Molecular-Sieving Separation of Methanol/Benzene Azeotrope by a Flexible Metal-Organic Framework

Mu-Yang Zhou; Xue-Wen Zhang; Heng Yi; Zhi-Shuo Wang; Dong-Dong Zhou; Rui-Biao Lin; Jie-Peng Zhang; Xiao-Ming Chen

doi:10.1021/jacs.3c13480

Molecular-Sieving Separation of Methanol/Benzene Azeotrope by a Flexible Metal-Organic Framework

J Am Chem Soc. 2024 May 15;146(19):12969-12975. doi: 10.1021/jacs.3c13480. Epub 2024 Apr 16.

Authors

Mu-Yang Zhou¹, Xue-Wen Zhang¹, Heng Yi¹, Zhi-Shuo Wang¹, Dong-Dong Zhou¹, Rui-Biao Lin¹, Jie-Peng Zhang¹, Xiao-Ming Chen¹

Affiliation

¹ MOE Key Laboratory of Bioinorganic and Synthetic Chemistry, GBRCE for Functional Molecular Engineering, School of Chemistry, IGCME, Sun Yat-Sen University, Guangzhou 510275, China.

PMID: 38625041
DOI: 10.1021/jacs.3c13480

Abstract

Separation of methanol/benzene azeotrope mixtures is very challenging not only by the conventional distillation technique but also by adsorbents. In this work, we design and synthesize a flexible Ca-based metal-organic framework MAF-58 consisting of cheap raw materials. MAF-58 shows selective methanol-induced pore-opening flexibility.
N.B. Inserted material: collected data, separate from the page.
PR #1396, opened 2026-08-22
feat(cli): type Bazel flags directly on aspect commands

gregmagolan:
`aspect build --remote --deployment=aspect-cloud-prod --remote_download_all //...` failed with `error: unexpected argument '--remote_download_all' found`. Every plain Bazel flag had to be re-spelled as `--bazel-flag=--remote_download_all`.

Bazel flags can now be typed directly. A task opts in by declaring `args.passthrough(position = ...)`; before argv reaches clap, the tokens clap would reject are rewritten onto that bucket, so the parse succeeds and the task reads them off `ctx.args`. Which bucket a flag lands in follows Bazel's own split — before the task name it becomes a startup option, after it a command option — so each set is forwarded to the slot it was typed for.

```
aspect build --remote_download_all //...     →  bazel build --remote_download_all -- //...
aspect --output_base=/tmp/o build //...      →  bazel --output_base=/tmp/o build -- //...
aspect build -c opt --config ci //...        →  bazel build -c opt <ci expansion> -- //...
aspect --output_base /tmp/o build //...      →  bazel --output_base /tmp/o build -- //...
aspect init --remote_download_all            →  error: unexpected argument (declares no bucket)
```

Three properties hold it together:

- **Forwarding is a claim the runtime enforces, before the work starts.** Reading a bucket means claiming it (`ctx.args.claim(name)`). Every `ctx.bazel` call that reaches a server — build, test, query, info, version, shutdown, health_check, recover_poisoned_sandbox, cancel_invocation — refuses to run while a bucket holds unclaimed flags — naming them and the line about to spawn — so a dropped flag costs milliseconds instead of a build; a check after the task returns is the backstop for a task that spawns nothing. A plain attribute read deliberately does not claim, so a task can inspect before deciding.
- **"Recognized" means what clap accepts, in that slot.** The router keeps no list of flag names — it reads the built clap surface. Since clap propagates only globals into a subcommand, a root-only flag like `--version` is recognized before the task name and forwarded after it. A short token counts as recognized only when every character of the cluster does, so `-vv` forwards while a declared `-bn` does not.
- **Arity mirrors Bazel, never exceeds it.** A collected flag claims the following token only for flags Bazel itself takes a separate value for, from lists generated out of `bazel help` — one for command flags, one for startup options, each the union across the latest patch of Bazel 6, 7, 8 and 9 plus the newest 10 pre-release, so a repo pinned to an older Bazel gets the spellings its Bazel accepts and a repo on a newer one is covered before the release lands. A flag whose arity *disagrees* across those versions is dropped rather than guessed at. Label-shaped flags (`--//pkg:flag`) are excluded because Bazel requires `=` for them — accepting a space there would make the `bazel …` repro commands the CLI prints unrunnable.

`tools/bazel` gets to stop caring about flags: it embedded four generated Bazel flag lists (~350 lines) and a classifier purely to turn `--keep_going` into `--bazel-flag=--keep_going` before exec'ing aspect. Every argument is now forwarded verbatim — **972 lines to 470** — and its 87-case test suite asserts pass-through instead of rewriting. One 16-entry list stays, for argv tokenization rather than flags: verb detection has to know that `bazel --bazelrc build query …` means the *query* command, not `build`. The wrapper's schema version goes to 2, since it needs a CLI with passthrough; version 1 remains the answer for an older CLI, and `--bazel-flag=` keeps working either way.

Includes the `--config` fix this depends on: the rc expander matched only `--config=NAME`, so the space form reached Bazel unexpanded and — since a `RunCommand` adds `--ignore_all_rc_files` — came back as `Config value 'ci' is not defined in any .rc file` while sitting in the user's `.bazelrc`. That is broken on main today for `--bazel-flag=--config --bazel-flag=ci` and for an rc line spelled `build --config ci`.

## Before

```mermaid
flowchart TD
    A["argv"] --> B["launcher: consumes -v/--version,<br/>forwards the rest verbatim"]
    B --> C{"argv[1] == 'get'?"}
    C -- yes --> D["credential helper, exits"]
    C -- no --> E["Cmd::build → clap Command tree<br/>(root globals + task subcommands + hidden feature args)"]
    E --> F["clap parses argv"]
    F --> G{"every token recognized?"}
    G -- no --> H["error: unexpected argument '--remote_download_all'<br/>tip: a similar argument exists: '--remote'"]
    G -- yes --> I["Dispatch → ctx.args"]
    I --> J["task impl → bzl.flags.resolve*<br/>(--bazel-flag / --bazel-startup-flag only)"]
    J --> K["bazel"]
    style H fill:#a33,color:#fff
```

Every Bazel flag had one way in: the `--bazel-flag=` / `--bazel-startup-flag=` wrappers at step J.

## After

```mermaid
flowchart TD
    A["argv"] --> B["launcher: unchanged"]
    B --> C{"argv[1] == 'get'?"}
    C -- yes --> D["credential helper, exits"]
    C -- no --> E["Cmd::build → clap Command tree"]
    E --> E2["root_cmd.build()<br/>finalize: clap injects --help/-h"]
    E2 --> R["Cmd::route_unrecognized_flags"]

    subgraph ROUTE["routing pre-pass — argv in, argv out"]
      R --> R1["select_command: walk subcommand names to the leaf task,<br/>skipping each declared flag's value; collect the flags<br/>clap accepts at the leaf, and those declared anywhere"]
      R1 --> R2{"leaf task found?"}
      R2 -- no --> R9["argv unchanged"]
      R2 -- yes --> R3{"task declares<br/>a bucket for<br/>this slot?"}
      R3 -- no --> R9
      R3 -- yes --> R4["Selection::routable: scan the slot, stopping at '--'"]
      R4 --> R5{"clap accepts it<br/>in this slot?"}
      R5 -- yes --> R6["leave it; skip its value token"]
      R5 -- no --> R7{"listed in<br/>bazel_value_flags?"}
      R7 -- yes --> R7a["collect the flag<br/>+ its value token"]
      R7 -- no --> R7b["collect the flag alone"]
      R7a --> R8{"typed before<br/>the task name?"}
      R7b --> R8
      R8 -- yes --> R8a["pre_command bucket<br/>(moved to after the task name)"]
      R8 -- no --> R8b["post_command bucket<br/>(rewritten in place)"]
    end

    R9 --> F
    R6 --> F
    R8a --> F
    R8b --> F["clap parses the rewritten argv"]
    F --> G{"every token recognized?"}
    G -- no --> H["error: unexpected argument<br/>(a task with no bucket, e.g. init)"]
    G -- yes --> I["Dispatch → ctx.args"]
    I --> J["task impl runs. bzl.flags.resolve* folds each bucket in<br/>and CLAIMS it: pre → startup flags, post → command flags.<br/>--config=NAME and --config NAME both expand via the rc.<br/>A path that spawns no bazel calls disclaim_passthrough."]
    J --> P{"ctx.bazel invocation:<br/>any bucket unclaimed?"}
    P -- yes --> Q["ERROR before the spawn,<br/>naming the flags and the line"]
    P -- no --> K["bazel"]
    K --> Z{"on return, bucket<br/>still unclaimed?"}
    Z -- no --> N["task's own exit code"]
    Z -- yes --> Y{"task already<br/>failed?"}
    Y -- yes --> W["WARN, keep the task's exit code"]
    Y -- no --> M["ERROR: the flags had no effect<br/>exit 2"]
    style H fill:#a33,color:#fff
    style M fill:#a33,color:#fff
    style Q fill:#a33,color:#fff
    style W fill:#a83,color:#fff
```

A task that hard-errors (`fail()`) never reaches the claim check, so a real failure is never masked by it.

## User-facing AXL API

Nothing to write for the built-in Bazel tasks — `build`, `test`, `run`, `lint`, `format`, `gazelle`, `cache diff`, `ci warming`, `ci runner-health-check` and any `task.alias` of them get this from the shared `bzl.flags.args()` bundle, so those task files did not change. `delivery` opts in explicitly via `bzl.flags.passthrough_args()`, keeping its own `--bazel-flag` wording; a forwarded flag reaches every delivery phase, so its help points non-deterministic flags at `--release-bazel-flag`. What a **repo** may want, in `.aspect/config.axl`:

```python
load("@aspect//bazel.axl", bzl = "bazel")

def config(ctx):
    # Teach the parser that a wrapper's own flag takes a separate value, so
    # `aspect build --my_wrapper_flag value //...` forwards both tokens.
    ctx.tasks["build"].args.bazel_value_flags = bzl.flags.BAZEL_VALUE_FLAGS + ["--my_wrapper_flag"]
```

What a **task author** writes, wrapping any tool:

```python
def _impl(ctx: TaskContext) -> int:
    # claim() is the act of forwarding: it returns the collected flags and tells
    # the runtime this task is responsible for them. A plain `ctx.args.tool_flags`
    # read inspects without claiming, and a run that never claims fails.
    tool_flags = ctx.args.claim("tool_flags")
    return ctx.std.process.command("some-tool").args(tool_flags).spawn().wait().code

my_task = task(
    implementation = _impl,
    args = {
        "targets": args.positional(minimum = 1, maximum = 512),
        # Flags this task does not declare, collected instead of rejected.
        "tool_flags": args.passthrough(
            position = "post_command",        # or "pre_command", one bucket each
            value_flags_from = "tool_value_flags",
            description = "Shown as the unrecognized-flag footer in --help.",
        ),
        # Which of those take a separate value. config_only: settable from
        # config.axl, never a flag — routing reads it before clap parses.
        "tool_value_flags": args.string_list(default = ["-c", "-j"], config_only = True),
    },
)
```

## API changes

Everything new is additive; nothing was removed or renamed.

**New arg type — `args.passthrough(...)`**

| Parameter | Required | Meaning |
|---|---|---|
| `position` | yes | `"pre_command"` (typed before the task name) or `"post_command"` (after it). |
| `value_flags_from` | no | Name of a sibling `args.string_list` listing the flags that take a separate value, so `-c opt` is collected as a pair. Omitted means no token is ever claimed as a value. |
| `description` | no | Rendered as the unrecognized-flag footer on the task's `--help`, since a bucket has no flag to list. |

The value arrives on `ctx.args` as a `list[str]` in command-line order. "Before the task name" spans the whole command path, so for a grouped task `aspect --a cache --b diff --c` puts `--a` and `--b` in the pre-command bucket and `--c` in the post-command one; a group or task name is never routed, nor taken as a flag's value. Rejected at evaluation time: two buckets at the same position on one task, a bucket declared on a `feature()` (its args are injected into every task), and overriding one via `task.alias(defaults = ...)` (the schema carries no default to replace).

**New kwarg — `config_only`, on every flag-shaped kind**

`True` keeps the flag off the command line, settable only from `config.axl`. Available on `args.string`, `boolean`, `int`, `uint` and the four `_list` variants, and rejected alongside `required`, `short` or `long`, which name or demand a command-line spelling that no longer exists. The argv-shaped kinds (`positional`, `trailing_var_args`, `passthrough`) take no such parameter — their content comes from the command line — and neither does `args.custom`, which has always been config-only by construction.

`args.custom(type, default = ...)` stays the right choice for values the CLI cannot express (lambdas, complex dicts). What forced a second spelling is that it cannot carry a **list** default: a live list cannot be frozen at declaration time, so `list[str]`, `list[int]` and `list[bool]` defaults all resolve silently to `None`. For scalars the win is narrower — the declared kind stays visible (`args.int(default = 3, config_only = True)`) — but the knob is on all eight so the surface is consistent.

Worth knowing, and pre-existing: a `config.axl` override is not value-checked, so `values = [...]` has no effect on an arg only config can set. `describe` omits `config_only` args, as it always has for `args.custom`.

**New method — `ctx.args.claim(name)`**

Returns the arg's value and records that this task is responsible for it. `[]` for an arg the task does not declare, so it stays safe to call from shared helpers. A plain `ctx.args.<name>` read does not claim.

Enforced at two moments by `engine::passthrough`: every `ctx.bazel` invocation errors while a bucket holds unclaimed flags, so the failure lands before the build rather than after it; and an otherwise-successful run that returns with flags still unclaimed exits **2** with the same diagnostic. A run that already failed on its own keeps its exit code and gets the text as a warning, and a task that hard-errors never reaches either check.

**New `bzl.flags` surface** (`@aspect//bazel.axl`)

| Name | Kind | Purpose |
|---|---|---|
| `bzl.flags.BAZEL_VALUE_FLAGS` | `list[str]` | The generated command-flag arity table, re-exported so `config.axl` can extend rather than restate it. |
| `bzl.flags.BAZEL_STARTUP_VALUE_FLAGS` | `list[str]` | The same for startup options, read by the pre-command bucket. |
| `bzl.flags.disclaim_passthrough(ctx)` | function | Account for both buckets on a task path that spawns no Bazel, so a legitimate no-op is not reported as dropping flags. |
| `bzl.flags.args(phrase)` | function | Now returns five keys instead of two, adding `bazel_passthrough_flags`, `bazel_passthrough_startup_flags` and `bazel_value_flags`. Additive for anything splatting it. |
| `bzl.flags.passthrough_args(post_note = "")` | function | Just those three, for a task that declares its own `bazel_flags` / `bazel_startup_flags` with wording of its own — how `delivery` opts in. `post_note` appends a caveat to the bucket's `--help` text. |

**New loadable module** — `load("@aspect//bazel/value_flags.axl", "BAZEL_VALUE_FLAGS")`, for a `config.axl` that would rather not go through the `bzl.flags` facade.

**New config.axl-settable args** — `ctx.tasks["<task>"].args.bazel_value_flags = [...]` and `.bazel_startup_value_flags = [...]` on every Bazel-spawning task. Replacement only, not `.append()`: reading an un-overridden arg in `config.axl` is an error today, so `bzl.flags.BAZEL_VALUE_FLAGS + [...]` is the spelling.

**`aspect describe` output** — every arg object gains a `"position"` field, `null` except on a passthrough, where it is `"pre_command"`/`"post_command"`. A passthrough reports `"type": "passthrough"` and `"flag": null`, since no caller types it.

Although the opened pores are large enough to accommodate benzene molecules, MAF-58 shows methanol/benzene molecular sieving with ultrahigh experimental selectivity, giving 5.1 mmol g^-1 high-purity (99.99%+) methanol and 2.0 mmol g^-1 high-purity (99.97%+) benzene in a single adsorption/desorption cycle. Computational simulations reveal that the preferentially adsorbed, coordinated methanol molecules act as the gating component to selectively block the diffusion of benzene, offering a new gating adsorption mechanism.